In this thesis, I revealed size-dependent advantages in males S. grossa during competition for access to females. I argue that the benefits of larger size in males provide insights into male body size evolution and sexual size dimorphism in this species. Moreover, I show that male-male competition (i.e., mating disruption) leads to reductions in copulation duration. Following this, the impact of mating disruption on female reproductive success was analyzed and my findings suggest that sperm transfer takes place early during mating. The effects of food availability on female body mass changes and reproductive success were also investigated.

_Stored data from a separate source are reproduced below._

PR #966, opened 2024-09-03
fix(rust): Update ic-cdk

bitdivine:
**Overview**
`ic-cdk` versions `0.13` and `0.14` have been yanked.

**Requirements**
Examples should not encourage users to use vulnerable versions of `ic-cdk`.

**Considered Solutions**
- Update `ic-cdk` version in all rust repositories.

**Recommended Solution**
- Update `ic-cdk` version in all rust repositories.

**Considerations**
There will be fewer crates that use this as an example that are then vulnerable. :-)

By the way, I note that old `ic-cdk` is also used by `pocket-ic` v3, used here, but `pocket-ic` is used only in development so this is less of a concern.  Updating `pocket-ic` is much harder than just bumping a version number.

### DIFF
--- a/.github/workflows/provision-pocket-ic-server.sh
+++ b/.github/workflows/provision-pocket-ic-server.sh
@@ -2,7 +2,7 @@
 
 set -ex
 
-POCKET_IC_SERVER_VERSION=${POCKET_IC_SERVER_VERSION:=4.0.0}
+POCKET_IC_SERVER_VERSION=${POCKET_IC_SERVER_VERSION:=5.0.0}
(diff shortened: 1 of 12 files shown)


mraszyk:
This [PR](https://github.com/dfinity/examples/pull/967) is enough to bump PocketIC. The example `rust/threshold-schnorr/src/schnorr_example_rust` won't work since it requires an unreleased version of PocketIC (and thus it doesn't work before this PR either).

gregorydemay (approved):
Thanks for the update!

PR #967, opened 2024-09-03
chore: bump PocketIC

mraszyk:


bitdivine:
Thanks!  Updating pocketic for the signer was rather harder!

PR #977, opened 2024-09-16
bump agent-js version

chenyan-dfinity:
* Bump @dfinity/agent to 2.1.3
* Update `send_http_get`, as the coinbase pro API is deprecated.


.github/workflows/update-package-json.sh
```diff
@@ -0,0 +1,37 @@
...
+fi
+
+# Find all package.json files in subdirectories
+find . -name "package.json" | while read -r file; do
+    # Check if the file contains any "@dfinity/" package
+    if grep -q '"@dfinity/' "$file"; then
+        # Use sed to replace the version for all @dfinity packages, preserving the caret if present
+        $SED_CMD -i 's/\("@dfinity\/[^"]*"\s*:\s*"\^*\)[0-9.]*"/\1'"$NEW_VERSION"'"/' "$file"
+        echo "Updated @dfinity/* versions in $file"
+    fi
```
rvanasa, line 34: If we want to update the lockfiles and include some error handling in the script:

```suggestion
    fi
    # Update `package-lock.json`
    npm install --prefix "$file/.." || exit 1
```

.github/workflows/update-package-json.sh
```diff
@@ -0,0 +1,39 @@
...
+else
+    # Linux and other Unix-like systems
+    SED_CMD="sed"
+fi
+
+# Find all package.json files in subdirectories
+find . -name "package.json" | while read -r file; do
+    # Check if the file contains any "@dfinity/" package
+    if grep -q '"@dfinity/' "$file"; then
```
dfx-json, line 30: the only problem I see is that we assume all `@dfinity/` packages to be pinned to the same version. defining a list of known packages in this script and matching against that list might be a better approach

rvanasa: From the [agent-js repository](https://github.com/dfinity/agent-js/blob/main/package.json), this is the current list of relevant packages:
* `@dfinity/principal`
* `@dfinity/candid`
* `@dfinity/agent`
* `@dfinity/identity`
* `@dfinity/auth-client`
* `@dfinity/assets`
* `@dfinity/identity-secp256k1`
* `@dfinity/use-auth-client`

chenyan-dfinity: Right. I think the current assumption from agent-js is that `@dfinity/` all share the same version. Having a list of known packages would be more generic.

DSharifi (approved):

PR #1007, opened 2024-09-27
Fix Internet Identity integration in vetKD examples and make them work in Safari

fspreiss:
* Fixes the Internet Identity (II) integration in the vetKD examples by using the new environment variables for canister IDs (see [changelog of SDK 0.18](https://github.com/dfinity/sdk/blob/master/CHANGELOG.md#0180))
* Makes the example work in Safari by removing the `upgrade-insecure-requests;` content security policy (CSP) and by using `localhost` instead of `127.0.0.1` when calling II.

### DIFF
--- a/motoko/vetkd/src/app_frontend_js/src/index.js
+++ b/motoko/vetkd/src/app_frontend_js/src/index.js
@@ -235,10 +235,22 @@ async function ibe_decrypt(ibe_ciphertext_hex) {
 
 document.getElementById("login").onclick = async (e) => {
   e.preventDefault();
+
+  // According to https://github.com/dfinity/internet-identity?tab=readme-ov-file#local-replica,
+  // for local deployments, the II URL must be different depending on the browser:
+  // Chrome, Firefox: http://<canister_id>.localhost:4943
+  // Safari: http://localhost:4943?canisterId=<canister_id>
+  // 
+  // Safari detection rules are according to: https://developer.mozilla.org/en-US/docs/Web/HTTP/Browser_detection_using_the_user_agent#browser_name_and_version
+  let isSafari = /^(?!.*chrome\/\d+)(?!.*chromium\/\d+).*safari\/\d+/i.test(navigator.userAgent);
+  let identityProvider = isSafari ?
+    `http://localhost:4943/?canisterId=${process.env.CANISTER_ID_INTERNET_IDENTITY}` :
+    `http://${process.env.CANISTER_ID_INTERNET_IDENTITY}.localhost:4943/`;
+
   let authClient = await AuthClient.create();
   await new Promise((resolve) => {
     authClient.login({
-      identityProvider: `http://127.0.0.1:4943/?canisterId=${process.env.INTERNET_IDENTITY_CANISTER_ID}`,
+      identityProvider: identityProvider,
       onSuccess: resolve,
     });
   });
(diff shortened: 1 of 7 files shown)


motoko/vetkd/src/app_frontend_js/src/index.js
```diff
@@ -235,10 +235,22 @@ async function ibe_decrypt(ibe_ciphertext_hex) {
...
 document.getElementById("login").onclick = async (e) => {
   e.preventDefault();
+
+  // According to https://github.com/dfinity/internet-identity?tab=readme-ov-file#local-replica,
+  // for local deployments, the II URL must be different depending on the browser:
+  // Chrome, Firefox: http://<canister_id>.localhost:4943
+  // Safari: http://localhost:4943?canisterId=<canister_id>
+  // 
+  // Safari detection rules are according to: https://developer.mozilla.org/en-US/docs/Web/HTTP/Browser_detection_using_the_user_agent#browser_name_and_version
+  let isSafari = /^(?!.*chrome\/\d+)(?!.*chromium\/\d+).*safari\/\d+/i.test(navigator.userAgent);
```
frederikrothenberger, line 245: Where is that regex from? Just FYI: it does not match my user-agent on Safari, because that contains the `Safari` (capitalized).

fspreiss: I crafted it based on the rules for Safari recommended [here](https://developer.mozilla.org/en-US/docs/Web/HTTP/Browser_detection_using_the_user_agent#browser_name_and_version) (See the comment one line above).

The capitalization of `Safari` shouldn't be a problem, because of the `i`nsensitive flag at the very end. Maybe you didn't add a version number, e.g., `/123` in your test?

Do you know of another/better regex that could be used?

rust/vetkd/src/app_frontend_js/src/index.js
```diff
@@ -235,10 +235,22 @@ async function ibe_decrypt(ibe_ciphertext_hex) {
...
+  let isSafari = /^(?!.*chrome\/\d+)(?!.*chromium\/\d+).*safari\/\d+/i.test(navigator.userAgent);
+  let identityProvider = isSafari ?
+    `http://127.0.0.1:4943/?canisterId=${process.env.CANISTER_ID_INTERNET_IDENTITY}` :
+    `http://${process.env.CANISTER_ID_INTERNET_IDENTITY}.localhost:4943/`;
+
   let authClient = await AuthClient.create();
   await new Promise((resolve) => {
     authClient.login({
-      identityProvider: `http://127.0.0.1:4943/?canisterId=${process.env.INTERNET_IDENTITY_CANISTER_ID}`,
+      identityProvider: identityProvider,
```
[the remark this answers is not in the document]
fspreiss: The respective team didn't update the reference example accordingly yet 😛

motoko/vetkd/src/app_frontend_js/src/index.js
frederikrothenberger: No the problem is the capitalization of `Safari`: I.e. your regex containing `safari` does not match `Safari`.

But in general I would use [ua-parser](https://www.npmjs.com/package/ua-parser-js).

rust/vetkd/src/app_frontend_js/src/index.js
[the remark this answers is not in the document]
frederikrothenberger: Fair enough 😉

frederikrothenberger (approved):
Thanks!

motoko/vetkd/src/app_frontend_js/src/index.js
fspreiss: Discussed offline. We'll keep the simple regex for now. Note for readers: ua-parser is [using](https://github.com/faisalman/ua-parser-js/blob/master/LICENSE.md) the AGPL license now (previously MIT).

PR #1010, opened 2024-09-30
fix: frontend button unresponsive

### LINKED ISSUE #992: Motoko minimal-counter-dapp: Frontend button does not work
Frontend button is unresponsive to input

marc0olo:
fixes #992 

**Note**:
- I switched the project structure to match what is currently generated when using `dfx new`
- I added an `decrement` function and the example now provides more buttons in the frontend to interact with the backend canister
- I kept the generated `declarations` folder in the project. personally I'd tend to remove it and put it into the `.gitignore`
- I wanted to update the agent dependency to version `2.1.2` but this seems to be incompatible with the latest `dfx` version `0.23.0`


marc0olo:
not sure why the pipeline fails 🤔 

I changed `test` to be dependent on `upgrade`. probably I need to switch back to relying on `install`. I made that change because running `test` twice resulted in an error locally.

domwoe (approved):

marc0olo:
@domwoe shall I aim to fix the darwin job or just merge the PR? it isn't the same issue, but here we also have problems with the darwin job in other PRs. most of them got merged and the issue was ignored. darwin provisioning files in other jobs, but somehow this is not an issue for this example. still it failes for whatever reason when trying to build the frontend.

wondering if there is a way to avoid the provisioning step in all of the jobs since it wastes a lot of resources 🤔

marc0olo:
I will just merge it now so that users have a working example again. let's address the github actions separately if we want that.

PR #1011, opened 2024-10-02
fix[995]: Delete motoko/http_counter directory

rumenov:
The example is pretty outdated. It is in the bottom 40 samples and I don't think it provides any value compared in addition to what we already have.


mraszyk:
Agreed! In particular, because this example does not certify the HTTP requests and thus does not follow the HTTP gateway protocol.

mraszyk (approved):

dfx-json (approved):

That work highlighted significance of a large female body mass and the reproductive strategies in S. grossa under food limitation for trade-offing current and future reproductive success, for example producing fewer eggs per egg sac but more egg sacs over time; holding back on reproduction until abundant food is available. Additionally, my thesis evaluates the consequences of thermal stress on survival, development and reproduction across different life stages, providing insights into the species' potential adaptability to current climate change scenarios. Combined, this thesis enhances our understanding of spider reproductive ecology. Building on these findings, future research could explore the mechanisms underlying sperm transfer, extended copulation duration. Moreover, adaptive mechanisms in spiders for coping with the climate change challenges are interesting, for instance, the mechanisms for the transient reduced reproductive success. Climate change and climate extremes is posing threats to many organisms, leading to detrimental impacts on biodiversity. As the most abundant predator of invertebrates, spiders are often overlooked in biodiversity conservation efforts. It is important to study the impacts of thermal stress on a broader range of high-trophic-level animals, which provides a more comprehensive understanding of ecological resilience and the effects of climate change on biodiversity.